The newest device builds on ongoing work of the Efimov lab at Northwestern, which conducts research in the field of cardiovascular engineering, biology and physiology, imaging and medical device development. The main focus of the lab is to better understand the fundamental mechanisms of arrhythmogenesis and to develop technologies to arrest and treat cardiac arrhythmias.
Advances from the lab have included the development of a the first-ever transient pacemaker in 2021, developed in collaboration with Northwestern professor of materials science and engineering John A. Rogers. And earlier this year, the team introduced a graphene “tattoo” that is thinner than a human hair that attaches to the heart and acts like a traditional pacemaker.
The new device was tested in animal models and provides function beyond that of a normal pacemaker, which only provides data on whether the heart is beating or not. The new dissolving device can not only restore normal heart rhythms, but can provide data on which areas of the heart are performing well and which areas aren’t performing as they should. Because the device is largely transparent, researchers can also optically map physical attributes of the heart allowing them to better understand heart function and disease. After a period of time, the device made of FDA-approved biocompatible materials, dissolves similar to absorbable stitches.

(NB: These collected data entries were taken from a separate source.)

PR #2439, opened 2026-01-03
Rmk150  update to tedit.abbrevs

rmkaplan:
This includes and should supercede the changes in #2398 (please test).

But the major improvement is in the algorithm for matching the abbreviations against the text.  If you have a point or 1-character selection, it searches backwards for the substring that matches the longest abbreviation key.  So for example, if -- is expands to an n-dash and --- expands to an m-dash, a point selection after --- will get an m-dash.

If you have a multi-character selection, it only tries to match the selected characters.  So if you really want the last 2 characters of --- to be an n-dash, you would select just those 2 and then type ^X.

In the multicharacter case, if it can't find a match in the abbreviations list, it tries to interpret the selection as a character name.  So selecting INFINITY will give you the infinity character.

A shortcoming of this version is that it does literal case-matches only.  It doesn't first try for a literal match and then back off to a case-insensitive match.  This is a simplified implementation using MULTI-ALIST to build a digital search tree.  The easiest way to get case-insensitive matching would be to upgrade the slow case of MULTI-ALIST to take a functional test argument, like commonlisp ASSOC (@hjellinek asked why it wasn't already doing that).  I'll fiddle that first, then do another update for this.


pamoroso:
On Linux Mint 22.1 Cinnamon expanding `INFINITY` with Modern 10 in TEdit yields the following error:

```
Help! Shouldn't happen:
```

abbrev

The backtrace:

“After heart surgeries, surgeons sometimes insert temporary wires, which are connected to external current generators, to provide electrical stimulation during temporary heart block caused by the surgery,” Efimov said. “Recently, we developed a bioresorbable pacemaker to replace such a wire. Post-operative atrial fibrillation requires a more complicated approach based on a multi-electrode array for sensing and stopping atrial fibrillation. Now, we present a novel technology to achieve this goal.”
According to the investigators the dissolving cardiac device could improve patient outcomes and reduce overall cardiac care costs by eliminating the need for surgical extraction of wires, as well as reduce the risk of postoperative infection.